Dual crosslinked hydrogel nanoparticles by nanogel bottom-up method for sustained-release delivery

Abstract

Polysaccharide-PEG hybrid nanogels (CHPOA-PEGSH) crosslinked by both covalent ester bonds and physical interactions were prepared by the reaction of a thiol-modified poly(ethylene glycol) (PEGSH) with acryloyl-modified cholesterol-bearing pullulan (CHPOA). Experimental parameters, including CHPOA concentration, the degree of acryloyl substitution of CHPOA, and the initial amounts of CHPOA and PEGSH, were modified in order to assess their effect on the size of the nanogels (50-150 nm) and on their degradation kinetics, monitored by dynamic light scattering (DLS) and asymmetrical flow field-flow fractionation (AF4) chromatography.
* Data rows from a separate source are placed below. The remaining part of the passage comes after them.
PR #315, opened 2025-01-08
fix(`mine_loop`): Segregate rayon threadpool for guessing

### LINKED ISSUE #282: Node Hangs
I observed that my node is hanging. Not sure why. Last few log messages:

```
2024-12-05T21:53:23.854059211Z  INFO ThreadId(02) neptune_cash::peer_loop: Block with height 2210 is valid. mined: 2024-12-05T21:53:17.487+00:00
2024-12-05T21:53:23.854096191Z  WARN ThreadId(02) neptune_cash::peer_loop: Received 1 blocks from peer but incoming blocks are less canonical than current tip.
2024-12-05T21:53:23.854124811Z  WARN ThreadId(02) neptune_cash: executed handle_peer_message()::PeerMessage::Block in 0.320761143 secs.  exceeds slow fn threshold of 0.001 secs.  location: /home/runner/work/neptune-core/neptune-core/src/peer_loop.rs:532:17
2024-12-05T21:53:23.854308201Z  INFO ThreadId(02) neptune_cash::peer_loop: Got new block from peer [::ffff:107.181.240.234]:41672, height 2210, mined 2024-12-05T21:53:17.487+00:00
2024-12-05T21:53:23.854733721Z  INFO ThreadId(02) neptune_cash::mine_loop: Miner task received beta block height 2210
2024-12-05T21:53:23.942761497Z  INFO ThreadId(03) neptune_cash::peer_loop: Block with height 2209 is valid. mined: 2024-12-05T21:32:56.300+00:00
2024-12-05T21:53:24.177705063Z  INFO ThreadId(02) neptune_cash::peer_loop: Block with height 2210 is valid. mined: 2024-12-05T21:53:17.487+00:00
2024-12-05T21:53:24.261931122Z  INFO ThreadId(03) neptune_cash::peer_loop: Block with height 2210 is valid. mined: 2024-12-05T21:53:17.487+00:00
2024-12-05T21:53:24.49263834Z  INFO ThreadId(02) neptune_cash::peer_loop: Block with height 2210 is valid. mined: 2024-12-05T21:53:17.487+00:00
2024-12-05T21:53:24.57640586Z  INFO ThreadId(03) neptune_cash::peer_loop: Block with height 2210 is valid. mined: 2024-12-05T21:53:17.487+00:00
2024-12-05T21:53:24.811175735Z  INFO ThreadId(02) neptune_cash::peer_loop: Block with height 2210 is valid. mined: 2024-12-05T21:53:17.487+00:00
2024-12-05T21:53:24.811267855Z  WARN ThreadId(03) neptune_cash::peer_loop: Received 1 blocks from peer but incoming blocks are less canonical than current tip.
2024-12-05T21:53:24.811291875Z  WARN ThreadId(03) neptune_cash: executed handle_peer_message()::PeerMessage::Block in 1.278402247 secs.  exceeds slow fn threshold of 0.001 secs.  location: /home/runner/work/neptune-core/neptune-core/src/peer_loop.rs:532:17
2024-12-05T21:53:24.811448405Z  WARN ThreadId(03) neptune_cash::peer_loop: Received 1 blocks from peer but incoming blocks are less canonical than current tip.
2024-12-05T21:53:24.811475485Z  WARN ThreadId(03) neptune_cash: executed handle_peer_message()::PeerMessage::Block in 1.278658637 secs.  exceeds slow fn threshold of 0.001 secs.  location: /home/runner/work/neptune-core/neptune-core/src/peer_loop.rs:532:17
2024-12-05T21:53:24.811571325Z  WARN ThreadId(03) neptune_cash::peer_loop: Received 10 blocks from peer but incoming blocks are less canonical than current tip.
2024-12-05T21:53:24.811692815Z  WARN ThreadId(03) neptune_cash: executed handle_peer_message()::PeerMessage::Block in 3.857305739 secs.  exceeds slow fn threshold of 0.001 secs.  location: /home/runner/work/neptune-core/neptune-core/src/peer_loop.rs:532:17
2024-12-05T21:53:24.811788645Z  WARN ThreadId(02) neptune_cash::peer_loop: Received 1 blocks from peer but incoming blocks are less canonical than current tip.
2024-12-05T21:53:24.811810895Z  WARN ThreadId(03) neptune_cash::peer_loop: Received 1 blocks from peer but incoming blocks are less canonical than current tip.
2024-12-05T21:53:24.811843046Z  WARN ThreadId(02) neptune_cash: executed handle_peer_message()::PeerMessage::Block in 1.278586039 secs.  exceeds slow fn threshold of 0.001 secs.  location: /home/runner/work/neptune-core/neptune-core/src/peer_loop.rs:532:17
2024-12-05T21:53:24.811851025Z  WARN ThreadId(03) neptune_cash: executed handle_peer_message()::PeerMessage::Block in 0.957542794 secs.  exceeds slow fn threshold of 0.001 secs.  location: /home/runner/work/neptune-core/neptune-core/src/peer_loop.rs:532:17
2024-12-05T21:53:24.812810554Z  WARN ThreadId(01) neptune_cash: executed run()::select::mp_resync_timer in 0.001559499 secs.  exceeds slow fn threshold of 0.001 secs.  location: /home/runner/work/neptune-core/neptune-core/src/main_loop.rs:1468:21
2024-12-05T21:53:24.994879006Z  WARN ThreadId(03) neptune_cash: executed handle_peer_message()::PeerMessage::BlockRequestByHeight in 0.182773032 secs.  exceeds slow fn threshold of 0.001 secs.  location: /home/runner/work/neptune-core/neptune-core/src/peer_loop.rs:850:17
2024-12-05T21:53:25.11751951Z  WARN ThreadId(02) neptune_cash: executed handle_peer_message()::PeerMessage::BlockRequestByHash in 0.003222898 secs.  exceeds slow fn threshold of 0.001 secs.  location: /home/runner/work/neptune-core/neptune-core/src/peer_loop.rs:826:17
2024-12-05T21:54:49.019940768Z  INFO ThreadId(01) neptune_cash::main_loop: Attempting to reconnect to peer with lost connection: 139.162.193.206:9798
2024-12-05T21:54:49.020016008Z  INFO ThreadId(01) neptune_cash::main_loop: Performing peer discovery
2024-12-05T21:54:49.020037568Z  INFO ThreadId(01) neptune_cash::main_loop: Connecting to peer [::ffff:79.157.213.217]:9798 with distance 2
2024-12-05T21:54:49.020395938Z  INFO ThreadId(03) neptune_cash::connect_to_peers: Established outgoing TCP connection with 139.162.193.206:9798
2024-12-05T21:54:49.020673748Z  INFO ThreadId(02) neptune_cash::connect_to_peers: Established incoming TCP connection with [::ffff:139.162.193.206]:48210
2024-12-05T21:54:49.020956617Z  WARN ThreadId(02) neptune_cash::connect_to_peers: Incoming connection refused: SelfConnect
2024-12-05T21:54:49.021014877Z ERROR ThreadId(02) neptune_cash::main_loop: Got error: Refusing incoming connection. Reason: SelfConnect
2024-12-05T21:54:49.021043447Z ERROR ThreadId(03) neptune_cash::connect_to_peers: An error occurred: Outgoing connection attempt refused. Reason: SelfConnect. Connection closing
2024-12-05T21:54:49.021066747Z  INFO ThreadId(03) neptune_cash::connect_to_peers: Connection closing
2024-12-05T21:55:02.601627685Z  WARN ThreadId(02) neptune_cash::connect_to_peers: Failed to establish connection: Connection timed out (os error 110)
2024-12-05T21:55:02.601689695Z  INFO ThreadId(02) neptune_cash::connect_to_peers: Connection closing
2024-12-05T21:55:04.838148482Z  INFO ThreadId(02) neptune_cash::peer_loop: Got block proposal from peer.
2024-12-05T21:55:05.152632797Z  INFO ThreadId(02) neptune_cash::peer_loop: Rewarding peer ::ffff:66.248.205.33 for NewBlockProposal
2024-12-05T21:55:05.152686637Z  WARN ThreadId(02) neptune_cash: executed handle_peer_message()::PeerMessage::BlockProposal in 0.314540425 secs.  exceeds slow fn threshold of 0.001 secs.  location: /home/runner/work/neptune-core/neptune-core/src/peer_loop.rs:1128:17
2024-12-05T21:55:05.152760117Z  INFO ThreadId(01) neptune_cash::main_loop: Received new favorable block proposal for mining operation.
2024-12-05T21:55:05.153318377Z  INFO ThreadId(03) neptune_cash::mine_loop: Miner received message about new block proposal for guessing.
2024-12-05T21:55:05.154226766Z  INFO ThreadId(572) neptune_cash::mine_loop: Mining on block with 1 outputs and difficulty 704690060. Attempting to find block with height 2211 with digest less than target: 05169561069146539959,10291194454790015845,06096537823767786088,16985605236488289992,00000000026177102695
2024-12-05T21:55:05.224629293Z  INFO ThreadId(02) neptune_cash::peer_loop: Got block proposal from peer.
2024-12-05T21:55:05.224682013Z  WARN ThreadId(02) neptune_cash::peer_loop: Rejecting new block proposal:
Insufficient fee. Proposal was 64;
current fee is: Some(NeptuneCoins(256000000000000005090463958695936))
2024-12-05T21:55:05.225672992Z  WARN ThreadId(02) neptune_cash::peer_loop: Punishing peer 51.15.139.238 for NonFavorableBlockProposal
2024-12-05T21:55:05.225688382Z  WARN ThreadId(02) neptune_cash: executed handle_peer_message()::PeerMessage::BlockProposal in 0.001061049 secs.  exceeds slow fn threshold of 0.001 secs.  location: /home/runner/work/neptune-core/neptune-core/src/peer_loop.rs:1128:17
2024-12-05T21:56:31.651265531Z  INFO ThreadId(02) neptune_cash::peer_loop: Got new block from peer 51.15.139.238:9798, height 2211, mined 2024-12-05T21:56:29.441+00:00
2024-12-05T21:56:32.264116975Z  INFO ThreadId(02) neptune_cash::peer_loop: Got new block from peer 151.115.78.81:9798, height 2211, mined 2024-12-05T21:56:29.441+00:00
```

The dashboard fails to make a connection. Ctrl-C does not work. I ran it with the following command: `neptune-core --max-num-peers 25 --bootstrap --guess --sleepy-guessing --peers 51.15.139.238:9798 --peers 139.162.193.206:9798`. After reboot it seems to be syncing okay but I am noticing this worrying error popping up a bunch of times:

```
2024-12-10T14:25:48.367618193Z ERROR ThreadId(01) neptune_cash::main_loop: Failed to send pause message to miner thread:                                                                                                             
no available capacity                                                                                                                                                                                                                
```

aszepieniec:
Fixes #282.

The issue was caused by interference between rayon parallelism in disparate tokio tasks. On the one hand, the guesser spawned the max number of rayon threads using `repeat`. On the other hand, the peer loop task spawned rayon threads in the course of `triton_vm::verify` using `par_iter`. But since the the rayon threadpool was already occupied and since tokio tasks do not know how to coordinate about rayon's thread pool, the second task ended up stalling.

This PR fixes the problem by managing the rayon parallelism for guessing in a segregated rayon threadpool. It has already been experimentally verified to solve the problem. The [documentation](https://docs.rs/rayon/latest/rayon/struct.ThreadPool.html) for `ThreadPool` explains why:

> If the current thread is part of a different thread pool, it will try to keep busy while the op completes in its target pool, similar to calling [ThreadPool::yield_now()](https://docs.rs/rayon/latest/rayon/struct.ThreadPool.html#method.yield_now) in a loop. Therefore, it may potentially schedule other tasks to run on the current thread in the meantime.

### DIFF
--- a/src/config_models/cli_args.rs
+++ b/src/config_models/cli_args.rs
@@ -113,6 +113,11 @@ pub struct Args {
     #[clap(long)]
     pub sleepy_guessing: bool,
 
+    /// Set the number of threads to use while guessing. When no value is set,
+    /// the number is set to the number of available cores.
+    #[clap(long)]
+    pub guesser_threads: Option<usize>,
+
     /// Determines the fraction of the transaction fee consumed by this node as
     /// a reward either for upgrading a `ProofCollection` to `SingleProof`, or
     /// for merging two `SingleProof`s.
--- a/src/mine_loop.rs
+++ b/src/mine_loop.rs
@@ -98,13 +98,13 @@ async fn compose_block(
 }
 
 /// Attempt to mine a valid block for the network
-#[allow(clippy::too_many_arguments)]
 async fn guess_nonce(
     block: Block,
     previous_block_header: BlockHeader,
     sender: oneshot::Sender<NewBlockFound>,
     composer_utxos: Vec<ExpectedUtxo>,
     sleepy_guessing: bool,
+    num_guesser_threads: Option<usize>,
     target_block_interval: Option<Timestamp>,
 ) {
     // We wrap mining loop with spawn_blocking() because it is a
@@ -126,6 +126,7 @@ async fn guess_nonce(
             sender,
             composer_utxos,
             sleepy_guessing,
+            num_guesser_threads,
             target_block_interval,
         )
     })
@@ -151,18 +152,21 @@ fn guess_worker(
     sender: oneshot::Sender<NewBlockFound>,
     composer_utxos: Vec<ExpectedUtxo>,
     sleepy_guessing: bool,
+    num_guesser_threads: Option<usize>,
     target_block_interval: Option<Timestamp>,
 ) {
     // This must match the rules in `[Block::has_proof_of_work]`.
     let prev_difficulty = previous_block_header.difficulty;
     let threshold = prev_difficulty.target();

Rhodamine-labeled nanogels were injected intravenously into mice and their concentration in blood was determined by a fluorescence assay as a function of post-injection time. The elimination half-life (t(1/2)) of CHPOA-PEGSH nanoparticles was about 15-fold longer (18 h) than that of CHP nanogels (1.2 h). The half-life enhancement of CHPOA-PEGSH was attributed to the presence of the crosslinker PEG chains, which prevent non-specific protein adsorption, and to the slow hydrolysis kinetics of the crosslinking esters in the biological milieu. The hybrid CHPOA-PEGSH nanogels are expected to be useful as injectable nanocarriers for drugs and proteins, in view of their low surface fouling and slow hydrolysis rate.